*** Opening Given data ***

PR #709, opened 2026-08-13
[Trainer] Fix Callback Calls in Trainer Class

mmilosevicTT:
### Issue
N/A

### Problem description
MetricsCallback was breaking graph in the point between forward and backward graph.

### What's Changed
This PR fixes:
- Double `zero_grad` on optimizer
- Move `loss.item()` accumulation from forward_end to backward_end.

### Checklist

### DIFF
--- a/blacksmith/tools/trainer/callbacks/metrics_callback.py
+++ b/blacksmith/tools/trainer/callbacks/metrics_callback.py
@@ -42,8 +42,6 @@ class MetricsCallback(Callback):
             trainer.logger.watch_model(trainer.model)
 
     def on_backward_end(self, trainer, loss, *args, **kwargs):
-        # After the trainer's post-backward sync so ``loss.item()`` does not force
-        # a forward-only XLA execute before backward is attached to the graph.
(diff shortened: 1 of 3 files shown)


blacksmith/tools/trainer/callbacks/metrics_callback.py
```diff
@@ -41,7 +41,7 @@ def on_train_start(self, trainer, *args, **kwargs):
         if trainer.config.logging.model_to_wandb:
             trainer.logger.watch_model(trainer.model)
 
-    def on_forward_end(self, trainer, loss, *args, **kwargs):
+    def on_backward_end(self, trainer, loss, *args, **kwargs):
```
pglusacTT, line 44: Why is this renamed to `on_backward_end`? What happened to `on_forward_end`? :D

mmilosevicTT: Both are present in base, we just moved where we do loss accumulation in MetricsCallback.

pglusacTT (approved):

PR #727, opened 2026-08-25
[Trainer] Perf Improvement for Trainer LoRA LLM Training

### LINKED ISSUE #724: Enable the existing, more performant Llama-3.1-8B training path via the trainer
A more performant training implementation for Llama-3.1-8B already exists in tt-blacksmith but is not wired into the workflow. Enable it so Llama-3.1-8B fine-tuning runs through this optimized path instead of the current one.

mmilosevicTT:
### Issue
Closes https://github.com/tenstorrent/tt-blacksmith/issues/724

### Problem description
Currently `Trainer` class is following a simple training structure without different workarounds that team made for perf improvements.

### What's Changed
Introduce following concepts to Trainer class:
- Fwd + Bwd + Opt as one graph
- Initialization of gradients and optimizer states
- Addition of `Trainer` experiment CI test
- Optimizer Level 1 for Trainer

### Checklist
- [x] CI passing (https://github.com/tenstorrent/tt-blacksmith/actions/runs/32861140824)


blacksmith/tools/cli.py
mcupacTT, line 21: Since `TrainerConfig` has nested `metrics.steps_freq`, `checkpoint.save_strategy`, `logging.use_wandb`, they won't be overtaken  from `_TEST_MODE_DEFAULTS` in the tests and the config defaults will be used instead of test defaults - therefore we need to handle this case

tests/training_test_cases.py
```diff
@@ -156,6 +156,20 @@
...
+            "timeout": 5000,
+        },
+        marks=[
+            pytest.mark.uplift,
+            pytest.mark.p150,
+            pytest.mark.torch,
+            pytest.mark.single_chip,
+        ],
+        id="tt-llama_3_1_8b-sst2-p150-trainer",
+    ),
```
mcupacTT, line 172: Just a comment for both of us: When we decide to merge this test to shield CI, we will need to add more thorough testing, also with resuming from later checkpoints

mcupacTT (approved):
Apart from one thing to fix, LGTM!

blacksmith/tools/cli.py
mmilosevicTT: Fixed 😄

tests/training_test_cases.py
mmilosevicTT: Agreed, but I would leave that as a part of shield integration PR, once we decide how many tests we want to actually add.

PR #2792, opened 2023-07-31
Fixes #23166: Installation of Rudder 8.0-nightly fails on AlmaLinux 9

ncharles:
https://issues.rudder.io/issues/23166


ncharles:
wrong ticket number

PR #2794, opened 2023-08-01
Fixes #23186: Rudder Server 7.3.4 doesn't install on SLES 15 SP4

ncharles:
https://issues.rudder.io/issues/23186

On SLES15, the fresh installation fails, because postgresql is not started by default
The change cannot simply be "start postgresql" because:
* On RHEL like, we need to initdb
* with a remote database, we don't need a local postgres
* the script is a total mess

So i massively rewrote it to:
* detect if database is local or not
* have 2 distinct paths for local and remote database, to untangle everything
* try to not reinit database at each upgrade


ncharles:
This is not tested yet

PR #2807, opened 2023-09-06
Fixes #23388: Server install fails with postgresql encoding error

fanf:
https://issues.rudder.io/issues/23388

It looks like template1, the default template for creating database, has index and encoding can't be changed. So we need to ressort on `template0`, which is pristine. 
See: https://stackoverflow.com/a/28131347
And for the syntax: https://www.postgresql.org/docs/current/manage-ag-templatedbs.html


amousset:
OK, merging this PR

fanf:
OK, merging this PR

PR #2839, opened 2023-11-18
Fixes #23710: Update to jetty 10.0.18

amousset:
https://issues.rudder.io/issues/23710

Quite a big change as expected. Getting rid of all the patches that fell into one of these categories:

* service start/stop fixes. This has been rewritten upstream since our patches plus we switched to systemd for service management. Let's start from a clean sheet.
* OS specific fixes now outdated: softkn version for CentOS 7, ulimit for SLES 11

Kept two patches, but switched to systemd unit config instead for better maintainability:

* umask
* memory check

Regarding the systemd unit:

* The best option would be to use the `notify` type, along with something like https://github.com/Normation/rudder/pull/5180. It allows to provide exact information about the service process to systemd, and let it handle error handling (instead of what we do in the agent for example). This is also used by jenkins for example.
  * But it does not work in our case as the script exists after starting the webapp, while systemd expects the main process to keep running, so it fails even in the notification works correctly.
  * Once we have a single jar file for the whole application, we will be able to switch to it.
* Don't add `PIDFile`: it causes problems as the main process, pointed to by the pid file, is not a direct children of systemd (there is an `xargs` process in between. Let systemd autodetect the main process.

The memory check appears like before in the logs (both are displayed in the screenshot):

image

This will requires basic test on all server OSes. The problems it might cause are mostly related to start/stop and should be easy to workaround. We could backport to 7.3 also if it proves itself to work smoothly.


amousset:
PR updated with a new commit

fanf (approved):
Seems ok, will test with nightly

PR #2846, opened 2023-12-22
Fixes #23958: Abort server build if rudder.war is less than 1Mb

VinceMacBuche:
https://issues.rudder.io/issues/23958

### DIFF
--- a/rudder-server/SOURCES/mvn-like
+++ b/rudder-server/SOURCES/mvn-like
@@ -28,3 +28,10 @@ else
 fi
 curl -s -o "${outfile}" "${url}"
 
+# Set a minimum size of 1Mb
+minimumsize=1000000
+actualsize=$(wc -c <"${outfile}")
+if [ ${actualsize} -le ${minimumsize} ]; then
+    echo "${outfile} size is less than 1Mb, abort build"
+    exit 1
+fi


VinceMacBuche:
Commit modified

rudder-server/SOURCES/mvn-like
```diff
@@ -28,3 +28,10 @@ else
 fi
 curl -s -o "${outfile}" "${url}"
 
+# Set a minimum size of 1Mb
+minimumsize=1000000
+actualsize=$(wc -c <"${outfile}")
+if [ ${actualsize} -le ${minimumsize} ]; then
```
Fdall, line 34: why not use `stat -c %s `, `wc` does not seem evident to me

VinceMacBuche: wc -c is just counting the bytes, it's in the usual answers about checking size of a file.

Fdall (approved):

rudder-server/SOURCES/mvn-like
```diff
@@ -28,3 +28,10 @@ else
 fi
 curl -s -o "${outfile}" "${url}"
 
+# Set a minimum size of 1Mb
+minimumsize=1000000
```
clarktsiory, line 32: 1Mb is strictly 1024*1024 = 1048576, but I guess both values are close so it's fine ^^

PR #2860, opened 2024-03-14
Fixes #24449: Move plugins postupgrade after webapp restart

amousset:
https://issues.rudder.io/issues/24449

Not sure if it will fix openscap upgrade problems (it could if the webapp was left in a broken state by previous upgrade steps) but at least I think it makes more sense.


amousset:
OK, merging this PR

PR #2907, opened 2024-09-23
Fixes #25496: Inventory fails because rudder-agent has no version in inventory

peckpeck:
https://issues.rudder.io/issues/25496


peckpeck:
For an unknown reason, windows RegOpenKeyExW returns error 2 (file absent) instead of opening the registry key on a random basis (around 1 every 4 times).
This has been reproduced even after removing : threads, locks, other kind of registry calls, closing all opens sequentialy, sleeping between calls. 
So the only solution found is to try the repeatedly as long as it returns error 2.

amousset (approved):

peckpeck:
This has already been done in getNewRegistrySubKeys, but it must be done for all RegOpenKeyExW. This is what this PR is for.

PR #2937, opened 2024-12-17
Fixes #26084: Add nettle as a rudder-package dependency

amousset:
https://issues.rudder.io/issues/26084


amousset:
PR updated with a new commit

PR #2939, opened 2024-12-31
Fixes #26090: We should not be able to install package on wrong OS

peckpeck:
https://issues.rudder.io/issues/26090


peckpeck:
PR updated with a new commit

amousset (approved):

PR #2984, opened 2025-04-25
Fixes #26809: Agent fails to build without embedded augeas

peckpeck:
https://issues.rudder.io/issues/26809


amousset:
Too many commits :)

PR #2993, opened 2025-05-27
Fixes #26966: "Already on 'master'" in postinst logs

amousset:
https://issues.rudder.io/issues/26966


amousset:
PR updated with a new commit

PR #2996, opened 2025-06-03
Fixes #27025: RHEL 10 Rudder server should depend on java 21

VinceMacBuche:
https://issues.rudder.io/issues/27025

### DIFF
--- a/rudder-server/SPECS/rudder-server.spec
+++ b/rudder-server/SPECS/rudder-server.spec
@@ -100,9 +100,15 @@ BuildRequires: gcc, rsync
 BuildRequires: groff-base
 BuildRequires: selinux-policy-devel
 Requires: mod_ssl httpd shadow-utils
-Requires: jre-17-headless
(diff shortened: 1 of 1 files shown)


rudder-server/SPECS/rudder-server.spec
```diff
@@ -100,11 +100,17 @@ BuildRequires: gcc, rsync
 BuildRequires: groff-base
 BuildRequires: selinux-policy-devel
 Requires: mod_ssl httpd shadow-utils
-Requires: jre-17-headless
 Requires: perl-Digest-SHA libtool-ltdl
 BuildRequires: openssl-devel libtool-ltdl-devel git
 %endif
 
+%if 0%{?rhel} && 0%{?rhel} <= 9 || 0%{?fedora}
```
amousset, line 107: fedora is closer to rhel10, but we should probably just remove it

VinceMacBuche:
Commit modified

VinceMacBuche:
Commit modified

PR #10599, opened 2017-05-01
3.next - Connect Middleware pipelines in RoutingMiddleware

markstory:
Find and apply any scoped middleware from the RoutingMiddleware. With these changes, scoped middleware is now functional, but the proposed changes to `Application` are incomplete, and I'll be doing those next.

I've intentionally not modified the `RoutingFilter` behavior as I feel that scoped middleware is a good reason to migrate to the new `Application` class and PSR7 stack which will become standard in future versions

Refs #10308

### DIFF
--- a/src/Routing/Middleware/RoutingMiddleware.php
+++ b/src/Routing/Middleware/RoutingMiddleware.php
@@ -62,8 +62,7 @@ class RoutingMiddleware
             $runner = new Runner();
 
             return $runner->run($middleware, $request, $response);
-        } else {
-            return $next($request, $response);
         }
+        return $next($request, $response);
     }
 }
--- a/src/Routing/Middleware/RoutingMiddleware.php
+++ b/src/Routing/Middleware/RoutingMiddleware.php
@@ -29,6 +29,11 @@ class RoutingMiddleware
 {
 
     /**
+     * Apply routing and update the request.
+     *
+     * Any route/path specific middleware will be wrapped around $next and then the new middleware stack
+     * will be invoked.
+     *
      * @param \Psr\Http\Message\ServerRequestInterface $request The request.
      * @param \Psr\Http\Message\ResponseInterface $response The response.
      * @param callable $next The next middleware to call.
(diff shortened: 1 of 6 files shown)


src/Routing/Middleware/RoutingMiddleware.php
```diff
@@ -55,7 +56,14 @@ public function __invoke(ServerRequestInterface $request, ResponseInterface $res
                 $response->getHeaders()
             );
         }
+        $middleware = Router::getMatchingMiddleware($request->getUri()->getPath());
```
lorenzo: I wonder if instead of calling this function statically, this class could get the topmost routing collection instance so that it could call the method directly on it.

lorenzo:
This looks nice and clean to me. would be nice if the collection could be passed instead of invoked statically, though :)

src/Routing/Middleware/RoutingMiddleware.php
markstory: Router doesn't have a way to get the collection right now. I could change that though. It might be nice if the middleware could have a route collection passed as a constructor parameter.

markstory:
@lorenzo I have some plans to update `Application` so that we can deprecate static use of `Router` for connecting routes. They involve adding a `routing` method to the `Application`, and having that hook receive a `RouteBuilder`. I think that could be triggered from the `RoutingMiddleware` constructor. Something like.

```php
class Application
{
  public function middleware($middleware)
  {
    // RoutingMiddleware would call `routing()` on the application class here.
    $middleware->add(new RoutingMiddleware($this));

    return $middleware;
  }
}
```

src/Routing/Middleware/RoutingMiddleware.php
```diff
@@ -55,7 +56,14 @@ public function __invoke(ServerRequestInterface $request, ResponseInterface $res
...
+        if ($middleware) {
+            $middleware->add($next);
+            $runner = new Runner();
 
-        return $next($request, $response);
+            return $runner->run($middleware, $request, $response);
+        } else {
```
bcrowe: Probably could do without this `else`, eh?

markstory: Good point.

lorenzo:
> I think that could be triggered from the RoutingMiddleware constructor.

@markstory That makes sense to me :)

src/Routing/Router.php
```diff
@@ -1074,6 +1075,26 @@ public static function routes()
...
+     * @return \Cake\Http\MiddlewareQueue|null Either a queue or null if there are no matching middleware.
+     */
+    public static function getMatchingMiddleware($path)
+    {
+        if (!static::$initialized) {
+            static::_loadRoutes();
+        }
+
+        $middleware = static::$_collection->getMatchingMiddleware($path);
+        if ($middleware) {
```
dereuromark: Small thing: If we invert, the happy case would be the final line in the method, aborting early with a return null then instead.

*** Closing Given data ***

**What this task involves**
In the listing above, find the line with "On SLES15, the" and the line with "local or not", then print exactly those two lines and every line between them, and nothing more.

**Response**
On SLES15, the fresh installation fails, because postgresql is not started by default
The change cannot simply be "start postgresql" because:
* On RHEL like, we need to initdb
* with a remote database, we don't need a local postgres
* the script is a total mess

So i massively rewrote it to:
* detect if database is local or not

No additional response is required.